Segment Start: Records for this task

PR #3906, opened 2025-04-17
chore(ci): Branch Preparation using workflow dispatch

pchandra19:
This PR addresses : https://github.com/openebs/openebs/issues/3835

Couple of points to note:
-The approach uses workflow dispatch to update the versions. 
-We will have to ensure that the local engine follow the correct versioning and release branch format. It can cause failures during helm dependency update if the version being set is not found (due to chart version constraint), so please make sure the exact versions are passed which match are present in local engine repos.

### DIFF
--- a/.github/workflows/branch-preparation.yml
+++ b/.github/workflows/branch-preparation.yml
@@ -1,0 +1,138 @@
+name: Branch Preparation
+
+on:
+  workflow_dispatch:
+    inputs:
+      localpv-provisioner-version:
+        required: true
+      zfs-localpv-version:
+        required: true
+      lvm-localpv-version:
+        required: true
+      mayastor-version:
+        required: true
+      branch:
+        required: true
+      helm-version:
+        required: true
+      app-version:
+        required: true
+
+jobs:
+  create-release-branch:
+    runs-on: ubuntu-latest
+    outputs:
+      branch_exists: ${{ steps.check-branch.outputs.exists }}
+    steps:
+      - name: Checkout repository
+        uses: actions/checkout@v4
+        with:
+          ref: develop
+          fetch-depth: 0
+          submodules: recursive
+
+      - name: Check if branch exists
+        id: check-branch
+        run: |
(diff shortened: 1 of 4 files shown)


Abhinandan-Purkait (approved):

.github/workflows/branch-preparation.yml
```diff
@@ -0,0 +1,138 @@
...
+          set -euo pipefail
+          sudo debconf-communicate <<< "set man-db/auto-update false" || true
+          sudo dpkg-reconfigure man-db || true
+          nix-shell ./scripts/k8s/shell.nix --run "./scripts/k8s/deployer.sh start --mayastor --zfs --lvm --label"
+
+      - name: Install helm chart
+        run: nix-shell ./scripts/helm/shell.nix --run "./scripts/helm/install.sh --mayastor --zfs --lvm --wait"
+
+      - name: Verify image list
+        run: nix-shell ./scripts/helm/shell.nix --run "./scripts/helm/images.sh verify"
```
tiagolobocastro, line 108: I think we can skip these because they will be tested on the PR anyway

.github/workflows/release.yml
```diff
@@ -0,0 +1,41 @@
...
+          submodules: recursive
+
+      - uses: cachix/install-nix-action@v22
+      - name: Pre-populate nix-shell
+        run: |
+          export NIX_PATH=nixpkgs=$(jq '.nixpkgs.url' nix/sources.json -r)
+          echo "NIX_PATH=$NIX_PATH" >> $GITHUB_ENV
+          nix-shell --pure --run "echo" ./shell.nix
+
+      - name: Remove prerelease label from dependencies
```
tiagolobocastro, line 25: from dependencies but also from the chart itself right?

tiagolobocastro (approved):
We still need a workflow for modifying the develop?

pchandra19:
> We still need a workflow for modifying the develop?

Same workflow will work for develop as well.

Segment End: Records for this task
Segment Start: Records for this task

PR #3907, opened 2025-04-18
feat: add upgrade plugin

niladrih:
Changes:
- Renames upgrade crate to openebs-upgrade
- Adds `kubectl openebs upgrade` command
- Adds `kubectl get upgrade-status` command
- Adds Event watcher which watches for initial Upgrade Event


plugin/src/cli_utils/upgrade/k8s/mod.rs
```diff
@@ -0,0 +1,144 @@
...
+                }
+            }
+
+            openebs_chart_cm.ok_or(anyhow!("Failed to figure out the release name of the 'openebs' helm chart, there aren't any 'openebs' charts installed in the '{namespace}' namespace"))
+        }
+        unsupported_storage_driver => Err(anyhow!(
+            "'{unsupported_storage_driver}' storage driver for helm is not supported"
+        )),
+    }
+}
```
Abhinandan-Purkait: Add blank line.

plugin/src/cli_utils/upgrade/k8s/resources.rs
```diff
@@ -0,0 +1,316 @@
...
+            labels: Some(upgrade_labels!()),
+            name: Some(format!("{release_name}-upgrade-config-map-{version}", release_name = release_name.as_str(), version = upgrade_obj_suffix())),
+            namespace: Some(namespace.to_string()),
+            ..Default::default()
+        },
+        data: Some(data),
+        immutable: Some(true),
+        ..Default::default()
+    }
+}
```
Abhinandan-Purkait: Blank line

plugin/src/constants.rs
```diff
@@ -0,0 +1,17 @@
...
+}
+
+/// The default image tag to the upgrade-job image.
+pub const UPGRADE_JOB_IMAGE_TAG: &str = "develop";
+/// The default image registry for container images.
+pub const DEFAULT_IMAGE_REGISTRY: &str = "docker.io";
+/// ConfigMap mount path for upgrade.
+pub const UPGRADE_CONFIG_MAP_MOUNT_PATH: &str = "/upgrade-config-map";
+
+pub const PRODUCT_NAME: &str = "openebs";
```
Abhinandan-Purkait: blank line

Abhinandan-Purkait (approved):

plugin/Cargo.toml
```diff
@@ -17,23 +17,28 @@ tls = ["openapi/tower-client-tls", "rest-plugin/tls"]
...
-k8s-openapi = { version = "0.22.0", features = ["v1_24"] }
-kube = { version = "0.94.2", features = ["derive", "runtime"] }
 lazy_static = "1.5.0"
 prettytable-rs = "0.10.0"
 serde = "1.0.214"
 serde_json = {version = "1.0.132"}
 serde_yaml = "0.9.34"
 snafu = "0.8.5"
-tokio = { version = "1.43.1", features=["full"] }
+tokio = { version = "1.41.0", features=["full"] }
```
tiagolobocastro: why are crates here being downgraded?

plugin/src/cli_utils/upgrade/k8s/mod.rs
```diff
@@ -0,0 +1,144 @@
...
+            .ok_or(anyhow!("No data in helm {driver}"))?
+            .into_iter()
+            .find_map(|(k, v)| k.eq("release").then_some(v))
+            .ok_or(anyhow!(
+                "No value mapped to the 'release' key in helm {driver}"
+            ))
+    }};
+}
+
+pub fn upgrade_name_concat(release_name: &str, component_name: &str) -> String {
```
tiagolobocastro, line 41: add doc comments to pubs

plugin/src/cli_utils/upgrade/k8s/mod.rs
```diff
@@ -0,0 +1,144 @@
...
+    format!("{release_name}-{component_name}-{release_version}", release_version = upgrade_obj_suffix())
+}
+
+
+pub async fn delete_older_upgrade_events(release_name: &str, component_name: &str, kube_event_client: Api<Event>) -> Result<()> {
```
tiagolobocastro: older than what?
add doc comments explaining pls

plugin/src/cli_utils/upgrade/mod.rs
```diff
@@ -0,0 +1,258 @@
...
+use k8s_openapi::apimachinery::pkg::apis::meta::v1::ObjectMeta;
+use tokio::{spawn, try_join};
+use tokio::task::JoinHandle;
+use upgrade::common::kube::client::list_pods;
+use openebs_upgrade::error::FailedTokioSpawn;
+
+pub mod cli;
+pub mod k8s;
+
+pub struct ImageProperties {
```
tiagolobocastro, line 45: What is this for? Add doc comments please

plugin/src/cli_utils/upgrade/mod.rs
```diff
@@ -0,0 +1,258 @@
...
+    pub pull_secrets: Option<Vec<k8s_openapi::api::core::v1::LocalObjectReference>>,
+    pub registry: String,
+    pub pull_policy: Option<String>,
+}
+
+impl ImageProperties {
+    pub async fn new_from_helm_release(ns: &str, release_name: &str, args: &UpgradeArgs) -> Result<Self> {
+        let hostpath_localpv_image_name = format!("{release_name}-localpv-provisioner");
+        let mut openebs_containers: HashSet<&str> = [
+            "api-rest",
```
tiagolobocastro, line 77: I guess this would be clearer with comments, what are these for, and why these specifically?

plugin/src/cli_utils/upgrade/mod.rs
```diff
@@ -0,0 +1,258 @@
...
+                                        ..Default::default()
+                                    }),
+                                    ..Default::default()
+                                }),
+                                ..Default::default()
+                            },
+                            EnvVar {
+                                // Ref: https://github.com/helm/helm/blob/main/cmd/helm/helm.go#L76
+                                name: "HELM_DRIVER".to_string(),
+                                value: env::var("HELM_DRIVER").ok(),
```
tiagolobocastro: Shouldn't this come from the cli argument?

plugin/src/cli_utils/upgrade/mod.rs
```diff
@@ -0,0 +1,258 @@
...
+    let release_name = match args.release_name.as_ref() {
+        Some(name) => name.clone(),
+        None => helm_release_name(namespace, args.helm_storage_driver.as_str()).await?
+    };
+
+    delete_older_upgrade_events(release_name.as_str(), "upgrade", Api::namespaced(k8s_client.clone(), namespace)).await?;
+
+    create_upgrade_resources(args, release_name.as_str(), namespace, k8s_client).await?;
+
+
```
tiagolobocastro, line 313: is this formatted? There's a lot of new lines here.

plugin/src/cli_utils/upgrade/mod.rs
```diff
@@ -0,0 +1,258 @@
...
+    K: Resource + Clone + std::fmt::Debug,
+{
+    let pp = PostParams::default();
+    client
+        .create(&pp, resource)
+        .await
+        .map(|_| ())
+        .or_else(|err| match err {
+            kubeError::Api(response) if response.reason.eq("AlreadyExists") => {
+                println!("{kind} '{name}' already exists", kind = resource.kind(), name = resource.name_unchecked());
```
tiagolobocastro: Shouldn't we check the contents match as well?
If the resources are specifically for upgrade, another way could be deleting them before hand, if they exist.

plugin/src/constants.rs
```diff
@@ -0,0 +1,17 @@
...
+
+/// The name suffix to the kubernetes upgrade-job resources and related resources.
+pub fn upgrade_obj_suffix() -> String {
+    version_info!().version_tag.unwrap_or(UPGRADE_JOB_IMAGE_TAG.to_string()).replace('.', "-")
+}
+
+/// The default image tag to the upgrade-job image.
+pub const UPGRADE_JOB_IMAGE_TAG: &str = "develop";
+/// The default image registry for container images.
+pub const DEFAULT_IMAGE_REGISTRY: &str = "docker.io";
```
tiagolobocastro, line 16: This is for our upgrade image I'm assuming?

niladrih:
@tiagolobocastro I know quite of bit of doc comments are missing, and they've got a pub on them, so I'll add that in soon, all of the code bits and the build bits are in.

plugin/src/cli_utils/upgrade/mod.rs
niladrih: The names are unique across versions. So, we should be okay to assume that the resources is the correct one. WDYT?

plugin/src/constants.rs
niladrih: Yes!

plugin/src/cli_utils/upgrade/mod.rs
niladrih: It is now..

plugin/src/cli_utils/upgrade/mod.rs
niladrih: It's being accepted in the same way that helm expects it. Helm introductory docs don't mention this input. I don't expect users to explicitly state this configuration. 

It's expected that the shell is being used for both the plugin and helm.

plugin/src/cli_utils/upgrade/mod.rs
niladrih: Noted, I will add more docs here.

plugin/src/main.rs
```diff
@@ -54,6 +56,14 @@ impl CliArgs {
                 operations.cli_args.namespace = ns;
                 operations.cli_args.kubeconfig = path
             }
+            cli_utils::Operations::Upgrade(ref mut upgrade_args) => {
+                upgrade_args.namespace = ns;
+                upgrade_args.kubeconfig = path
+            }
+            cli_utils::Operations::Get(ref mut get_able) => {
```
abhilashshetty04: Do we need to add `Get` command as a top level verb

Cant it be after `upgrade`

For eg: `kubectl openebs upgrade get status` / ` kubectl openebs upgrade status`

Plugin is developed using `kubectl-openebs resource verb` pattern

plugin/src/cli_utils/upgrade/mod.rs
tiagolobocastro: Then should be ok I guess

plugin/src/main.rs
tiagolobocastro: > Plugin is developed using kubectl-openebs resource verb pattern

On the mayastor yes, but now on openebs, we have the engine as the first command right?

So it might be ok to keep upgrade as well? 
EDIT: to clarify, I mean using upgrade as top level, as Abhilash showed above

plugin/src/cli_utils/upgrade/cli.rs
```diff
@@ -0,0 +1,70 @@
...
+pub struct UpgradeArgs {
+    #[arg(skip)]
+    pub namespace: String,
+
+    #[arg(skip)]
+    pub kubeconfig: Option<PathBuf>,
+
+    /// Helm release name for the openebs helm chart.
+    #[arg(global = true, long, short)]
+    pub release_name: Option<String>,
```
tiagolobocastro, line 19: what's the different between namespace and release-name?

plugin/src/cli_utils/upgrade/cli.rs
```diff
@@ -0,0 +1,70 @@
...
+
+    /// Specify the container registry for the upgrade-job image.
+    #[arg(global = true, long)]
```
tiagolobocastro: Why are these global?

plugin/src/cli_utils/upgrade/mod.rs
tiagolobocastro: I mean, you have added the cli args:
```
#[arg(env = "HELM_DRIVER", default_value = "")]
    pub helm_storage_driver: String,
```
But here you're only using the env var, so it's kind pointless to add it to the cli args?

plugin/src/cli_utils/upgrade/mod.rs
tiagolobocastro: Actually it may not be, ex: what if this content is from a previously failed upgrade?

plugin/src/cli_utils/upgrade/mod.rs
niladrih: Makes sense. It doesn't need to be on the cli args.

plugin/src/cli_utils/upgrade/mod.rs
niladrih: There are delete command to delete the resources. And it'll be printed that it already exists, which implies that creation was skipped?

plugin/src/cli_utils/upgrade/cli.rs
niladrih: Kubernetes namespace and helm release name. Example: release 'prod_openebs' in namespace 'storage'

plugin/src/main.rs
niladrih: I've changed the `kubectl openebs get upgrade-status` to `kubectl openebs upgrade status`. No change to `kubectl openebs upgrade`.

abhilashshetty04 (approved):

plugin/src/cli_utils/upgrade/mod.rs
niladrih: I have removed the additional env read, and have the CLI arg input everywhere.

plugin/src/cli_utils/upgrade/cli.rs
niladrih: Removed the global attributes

Segment End: Records for this task
Segment Start: Records for this task

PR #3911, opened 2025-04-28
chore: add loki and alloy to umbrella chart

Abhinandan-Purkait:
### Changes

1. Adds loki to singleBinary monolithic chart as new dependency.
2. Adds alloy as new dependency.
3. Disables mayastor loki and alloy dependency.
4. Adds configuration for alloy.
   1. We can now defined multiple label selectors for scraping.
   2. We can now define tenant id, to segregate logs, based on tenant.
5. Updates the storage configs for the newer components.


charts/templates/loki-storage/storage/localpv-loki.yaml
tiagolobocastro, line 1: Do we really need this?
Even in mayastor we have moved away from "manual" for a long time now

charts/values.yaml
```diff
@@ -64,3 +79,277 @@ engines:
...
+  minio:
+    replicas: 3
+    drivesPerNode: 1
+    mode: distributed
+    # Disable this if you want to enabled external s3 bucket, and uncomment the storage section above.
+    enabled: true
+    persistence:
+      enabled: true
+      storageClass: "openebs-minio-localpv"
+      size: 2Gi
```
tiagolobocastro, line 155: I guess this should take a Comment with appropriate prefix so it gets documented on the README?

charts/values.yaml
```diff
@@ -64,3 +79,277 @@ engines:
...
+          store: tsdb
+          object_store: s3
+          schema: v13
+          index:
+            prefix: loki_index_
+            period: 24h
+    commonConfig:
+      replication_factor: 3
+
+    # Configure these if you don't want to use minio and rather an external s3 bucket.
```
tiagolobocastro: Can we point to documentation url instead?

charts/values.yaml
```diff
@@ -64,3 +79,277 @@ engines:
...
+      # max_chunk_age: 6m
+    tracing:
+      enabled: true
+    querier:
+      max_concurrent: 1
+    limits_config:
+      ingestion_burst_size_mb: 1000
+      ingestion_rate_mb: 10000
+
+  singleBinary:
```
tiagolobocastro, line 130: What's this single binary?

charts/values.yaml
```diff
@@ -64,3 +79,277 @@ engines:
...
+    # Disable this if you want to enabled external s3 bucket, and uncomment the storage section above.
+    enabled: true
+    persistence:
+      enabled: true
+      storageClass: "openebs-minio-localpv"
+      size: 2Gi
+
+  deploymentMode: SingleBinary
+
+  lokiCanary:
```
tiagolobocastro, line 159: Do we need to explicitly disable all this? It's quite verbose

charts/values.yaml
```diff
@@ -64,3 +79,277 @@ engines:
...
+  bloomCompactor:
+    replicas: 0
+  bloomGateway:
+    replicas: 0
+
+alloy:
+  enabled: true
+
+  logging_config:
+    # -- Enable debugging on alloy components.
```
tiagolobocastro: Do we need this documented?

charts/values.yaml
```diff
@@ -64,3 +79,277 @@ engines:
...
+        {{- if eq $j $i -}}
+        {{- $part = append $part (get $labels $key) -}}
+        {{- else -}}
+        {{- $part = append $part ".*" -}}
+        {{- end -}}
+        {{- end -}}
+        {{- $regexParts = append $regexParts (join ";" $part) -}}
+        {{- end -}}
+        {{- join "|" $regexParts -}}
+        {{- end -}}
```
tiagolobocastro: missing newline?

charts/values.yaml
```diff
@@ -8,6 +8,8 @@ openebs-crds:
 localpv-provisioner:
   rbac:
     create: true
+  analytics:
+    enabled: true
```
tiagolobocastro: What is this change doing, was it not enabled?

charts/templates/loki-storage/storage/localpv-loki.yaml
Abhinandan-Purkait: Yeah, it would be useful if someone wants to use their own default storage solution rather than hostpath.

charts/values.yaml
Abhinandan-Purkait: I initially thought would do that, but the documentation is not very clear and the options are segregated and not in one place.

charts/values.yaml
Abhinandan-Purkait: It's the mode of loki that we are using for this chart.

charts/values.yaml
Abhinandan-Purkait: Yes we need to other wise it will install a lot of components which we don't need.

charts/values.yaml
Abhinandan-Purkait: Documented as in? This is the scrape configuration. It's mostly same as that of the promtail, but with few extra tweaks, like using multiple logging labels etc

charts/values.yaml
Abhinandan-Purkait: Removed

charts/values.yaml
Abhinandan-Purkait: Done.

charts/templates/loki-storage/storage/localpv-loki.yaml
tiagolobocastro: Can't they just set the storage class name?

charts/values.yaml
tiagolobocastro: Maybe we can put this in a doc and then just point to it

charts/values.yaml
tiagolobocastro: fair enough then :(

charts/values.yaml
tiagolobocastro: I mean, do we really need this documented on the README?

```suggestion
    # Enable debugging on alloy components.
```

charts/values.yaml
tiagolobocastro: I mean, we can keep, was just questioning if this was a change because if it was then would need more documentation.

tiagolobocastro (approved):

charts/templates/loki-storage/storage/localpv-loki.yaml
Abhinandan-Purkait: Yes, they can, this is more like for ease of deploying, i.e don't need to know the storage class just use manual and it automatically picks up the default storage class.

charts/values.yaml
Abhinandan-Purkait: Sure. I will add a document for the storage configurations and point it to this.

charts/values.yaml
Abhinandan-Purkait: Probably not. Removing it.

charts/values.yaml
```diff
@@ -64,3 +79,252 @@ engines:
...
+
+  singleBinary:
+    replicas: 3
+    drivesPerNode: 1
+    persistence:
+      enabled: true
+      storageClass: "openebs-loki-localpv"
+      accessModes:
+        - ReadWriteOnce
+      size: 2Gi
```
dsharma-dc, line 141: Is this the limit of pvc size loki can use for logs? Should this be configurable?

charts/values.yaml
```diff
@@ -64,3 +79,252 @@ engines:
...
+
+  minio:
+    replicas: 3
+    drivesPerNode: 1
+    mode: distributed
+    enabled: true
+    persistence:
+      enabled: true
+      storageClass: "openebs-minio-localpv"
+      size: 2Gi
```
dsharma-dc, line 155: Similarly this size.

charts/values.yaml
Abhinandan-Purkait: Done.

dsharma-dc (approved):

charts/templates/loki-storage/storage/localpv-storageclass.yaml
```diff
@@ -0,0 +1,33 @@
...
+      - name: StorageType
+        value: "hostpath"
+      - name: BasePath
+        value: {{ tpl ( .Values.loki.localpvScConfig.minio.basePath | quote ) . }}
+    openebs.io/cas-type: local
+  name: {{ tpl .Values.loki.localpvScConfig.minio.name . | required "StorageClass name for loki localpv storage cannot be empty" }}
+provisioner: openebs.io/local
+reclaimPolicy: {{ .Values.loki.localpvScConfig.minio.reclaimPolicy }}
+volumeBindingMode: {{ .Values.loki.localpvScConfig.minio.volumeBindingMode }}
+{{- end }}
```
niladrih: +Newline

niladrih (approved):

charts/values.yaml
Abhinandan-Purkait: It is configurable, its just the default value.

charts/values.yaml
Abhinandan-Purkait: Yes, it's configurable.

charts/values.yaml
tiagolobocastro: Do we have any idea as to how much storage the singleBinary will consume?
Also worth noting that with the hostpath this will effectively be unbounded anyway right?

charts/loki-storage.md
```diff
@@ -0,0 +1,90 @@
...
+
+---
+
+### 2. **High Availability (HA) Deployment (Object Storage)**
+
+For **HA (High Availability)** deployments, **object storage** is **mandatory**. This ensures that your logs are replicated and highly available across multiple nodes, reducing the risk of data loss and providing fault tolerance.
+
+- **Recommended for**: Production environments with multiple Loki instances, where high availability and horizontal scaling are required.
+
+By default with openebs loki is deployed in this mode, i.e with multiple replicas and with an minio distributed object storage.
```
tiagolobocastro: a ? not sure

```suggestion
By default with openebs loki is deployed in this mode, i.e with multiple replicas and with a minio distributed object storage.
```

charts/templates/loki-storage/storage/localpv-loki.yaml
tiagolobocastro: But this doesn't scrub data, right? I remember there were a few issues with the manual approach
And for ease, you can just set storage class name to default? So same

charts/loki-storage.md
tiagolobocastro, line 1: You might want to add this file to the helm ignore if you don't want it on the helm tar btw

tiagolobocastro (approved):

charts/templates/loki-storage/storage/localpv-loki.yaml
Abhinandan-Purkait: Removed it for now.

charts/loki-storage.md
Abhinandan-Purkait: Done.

Segment End: Records for this task

■ Activity: Find the string "alloy" in the material above. Then copy each line that has it.

■ Task solution:
chore: add loki and alloy to umbrella chart
2. Adds alloy as new dependency.
3. Disables mayastor loki and alloy dependency.
4. Adds configuration for alloy.
+alloy:
+    # -- Enable debugging on alloy components.
    # Enable debugging on alloy components.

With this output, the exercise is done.